Ballsportarten sind verletzungsträchtiger als etwa Schwimmen oder Radfahren. Sofern Sie sich richtig vorbereiten, können Sie Ihr individuelles Verletzungsrisiko aber deutlich verringern.
In Kürze
- Populär und verletzungsträchtig: Fußball und Handball führen die Hiltliste der verletzungsträchtigsten Sportarten an. Freizeitsportler riskieren in erster Linie Prellungen, Verstauchungen und Verrenkungen.

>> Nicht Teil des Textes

PR #17342, opened 2023-05-10
feat(VWindow): set class when window is transitioning

fahmifitu:
## Description

This PR adds the css class 'v-window__container--is-active' when the window is in transitioning. this existed in vuetify 2 but didn't make to vuetify 3. 

My use case: I have a window that contains elements with shadows, I needed to make the shadows overflow the container in normal state by setting `overflow: visible`. but this breaks the ui when navigating the windows. and there's no class to apply styling to without this PR.
I'm sure there are more advanced use cases that would need style when the windos are transitioning

## Markup:

Test this markup in before and after the PR to notice the difference

```vue
<template>
  <v-app>
    <v-container style="max-width: 500px">
      <v-window show-arrows>
        <v-window-item>
          <v-row>
            <v-col cols="12" xl="8">
              <v-card class="mb-10 pa-10" elevation="10" />
              <v-card elevation="10" class="mb-10 pa-10" />
            </v-col>
            <v-col cols="12" xl="4">
              <v-card class="mb-10 pa-10" elevation="10" />
              <v-card elevation="10" class="mb-10 pa-10" />
            </v-col>
          </v-row>
        </v-window-item>
        <v-window-item>
          <v-row>
            <v-col cols="12" xl="8">
              <v-card class="mb-10 pa-10" elevation="10" />
              <v-card elevation="10" class="mb-10 pa-10" />
            </v-col>
            <v-col cols="12" xl="4">
              <v-card class="mb-10 pa-10" elevation="10" />
              <v-card elevation="10" class="mb-10 pa-10" />
            </v-col>
          </v-row>
        </v-window-item>
      </v-window>
    </v-container>
  </v-app>
</template>

<style>
.v-window {
  overflow: visible;
}
</style>

```

### DIFF
--- a/packages/vuetify/src/components/VWindow/VWindow.sass
+++ b/packages/vuetify/src/components/VWindow/VWindow.sass
@@ -10,6 +10,9 @@
     position: relative
     transition: $window-transition
 
+    &--is-active
+      overflow: hidden
+
   &__controls
     position: absolute
     left: 0
--- a/packages/vuetify/src/components/VWindow/VWindow.tsx
+++ b/packages/vuetify/src/components/VWindow/VWindow.tsx
@@ -230,7 +230,12 @@ export const VWindow = genericComponent<VWindowSlots>()({
         v-touch={ touchOptions.value }
       >
         <div
-          class="v-window__container"
+          class={[
+            'v-window__container',
+            {
+              'v-window__container--is-active': transitionCount.value > 0,
+            },
+          ]}
           style={{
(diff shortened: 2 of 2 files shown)


J-Sek:
Possible with modern CSS:

```css
.v-window:not(:has([class*='-transition-'])) {
  overflow: visible;
}
```

I don't think overriding `overflow` is a good idea. The recommended solution would be to add some padding on each item (.e.g. `pa-12`).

- Endogen oder Exogen? Endogene Verletzungen lassen sich auf körperliche und mentale Ursachen zurückführen, bei exogenen Verletzungen bestimmen äußere Einflüsse das Geschehen.
- Verletzungsrisiken minimieren: Allgemeine Vorsichtsmaßnahmen und eine gute Vorbereitung helfen Verletzungen beim Fußball zu vermeiden.
Populär und verletzungsträchtig
Spaß und Schmerz
Fußball ist die populärste Sportart in Deutschland. Der Deutsche Fußball-Bund zählte 2020 über 7,17 Millionen Mitglieder in Fußballvereinen, darunter rund 5 Millionen Erwachsene. Hinzu kommen ungezählte Fußballbegeisterte, die in Parks und auf Bolzplätzen das Leder jagen. Wer Sport treibt, lebt zwar grundsätzlich gesünder. Aber gerade Ballsportarten sind verletzungsträchtiger als Schwimmen oder Radfahren. Mit der richtigen Vorbereitung können Sie Ihr individuelles Verletzungsrisiko aber deutlich verringern.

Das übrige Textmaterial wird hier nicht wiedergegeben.